WHAT TO WORK ON >> Every record, from first to last, should be retyped word for word.

--- RECORDS SHOWN Enclosed Below ---

Issue #186, opened 2024-03-25
Provide feedback when installing dependencies in CLI


geclos:
It now looks broken. Anything that makes users wait more than a few seconds should have a visual indicator.

PR #187, opened 2024-03-26
Show in production NPM install progress and also remove pkgManager abstraction

andresgutgon:
# What?
Solve this https://github.com/latitude-dev/latitude/issues/186

### DIFF
--- a/.changeset/great-pianos-decide.md
+++ b/.changeset/great-pianos-decide.md
@@ -1,0 +1,5 @@
+---
+"@latitude-data/cli": minor
+---
+
+Remove pkgManager abstraction and always show npm install progress
--- a/packages/cli/src/lib/setupApp/installDependencies.ts
+++ b/packages/cli/src/lib/setupApp/installDependencies.ts
@@ -5,15 +5,10 @@ import { CLIConfig } from '$src/config'
 export default async function installAppDependencies() {
   const config = CLIConfig.getInstance()
   const appFolder = config.appDir
-  let args = ['install', ...config.pkgManager.flags.mandatoryInstallFlags]
-  args = config.pro
-    ? [...args, config.pkgManager.flags.installFlags.silent]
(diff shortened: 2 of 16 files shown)


packages/cli/src/lib/setupApp/installDependencies.ts
```diff
@@ -5,15 +5,12 @@ import { CLIConfig } from '$src/config'
 export default async function installAppDependencies() {
   const config = CLIConfig.getInstance()
   const appFolder = config.appDir
-  let args = ['install', ...config.pkgManager.flags.mandatoryInstallFlags]
-  args = config.pro
-    ? [...args, config.pkgManager.flags.installFlags.silent]
-    : args
+  let args = ['install', '--legacy-peer-deps']
```
andresgutgon, line 8: This is the real fix. We were checking if it's pro and put `--silent` flag. Now never is silent

geclos: remove the legacy-peer-deps also, I don't think we needed since we fixed the issue with the autoimport package

geclos (approved):

.changeset/great-pianos-decide.md
```diff
@@ -0,0 +1,5 @@
+---
+"@latitude-data/cli": minor
+---
+
+Remove pkgManager abstraction and always show npm install progress
```
geclos, line 5: @andresgutgon this change is gonna require that users install dependencies again if they were previously using pnpm in their project no?

andresgutgon: Probably is only me 😂 

Anyway what should we do?

geclos: change the changeset to indicate that they should do a latitude update in order to reinstall dependencies with npm, if they were previously using pnpm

--- End of Enclosed RECORDS SHOWN ---

RESULT FOR THIS TASK >>
Issue #186, opened 2024-03-25
Provide feedback when installing dependencies in CLI


geclos:
It now looks broken. Anything that makes users wait more than a few seconds should have a visual indicator.

PR #187, opened 2024-03-26
Show in production NPM install progress and also remove pkgManager abstraction

andresgutgon:
# What?
Solve this https://github.com/latitude-dev/latitude/issues/186

### DIFF
--- a/.changeset/great-pianos-decide.md
+++ b/.changeset/great-pianos-decide.md
@@ -1,0 +1,5 @@
+---
+"@latitude-data/cli": minor
+---
+
+Remove pkgManager abstraction and always show npm install progress
--- a/packages/cli/src/lib/setupApp/installDependencies.ts
+++ b/packages/cli/src/lib/setupApp/installDependencies.ts
@@ -5,15 +5,10 @@ import { CLIConfig } from '$src/config'
 export default async function installAppDependencies() {
   const config = CLIConfig.getInstance()
   const appFolder = config.appDir
-  let args = ['install', ...config.pkgManager.flags.mandatoryInstallFlags]
-  args = config.pro
-    ? [...args, config.pkgManager.flags.installFlags.silent]
(diff shortened: 2 of 16 files shown)


packages/cli/src/lib/setupApp/installDependencies.ts
```diff
@@ -5,15 +5,12 @@ import { CLIConfig } from '$src/config'
 export default async function installAppDependencies() {
   const config = CLIConfig.getInstance()
   const appFolder = config.appDir
-  let args = ['install', ...config.pkgManager.flags.mandatoryInstallFlags]
-  args = config.pro
-    ? [...args, config.pkgManager.flags.installFlags.silent]
-    : args
+  let args = ['install', '--legacy-peer-deps']
```
andresgutgon, line 8: This is the real fix. We were checking if it's pro and put `--silent` flag. Now never is silent

geclos: remove the legacy-peer-deps also, I don't think we needed since we fixed the issue with the autoimport package

geclos (approved):

.changeset/great-pianos-decide.md
```diff
@@ -0,0 +1,5 @@
+---
+"@latitude-data/cli": minor
+---
+
+Remove pkgManager abstraction and always show npm install progress
```
geclos, line 5: @andresgutgon this change is gonna require that users install dependencies again if they were previously using pnpm in their project no?

andresgutgon: Probably is only me 😂 

Anyway what should we do?

geclos: change the changeset to indicate that they should do a latitude update in order to reinstall dependencies with npm, if they were previously using pnpm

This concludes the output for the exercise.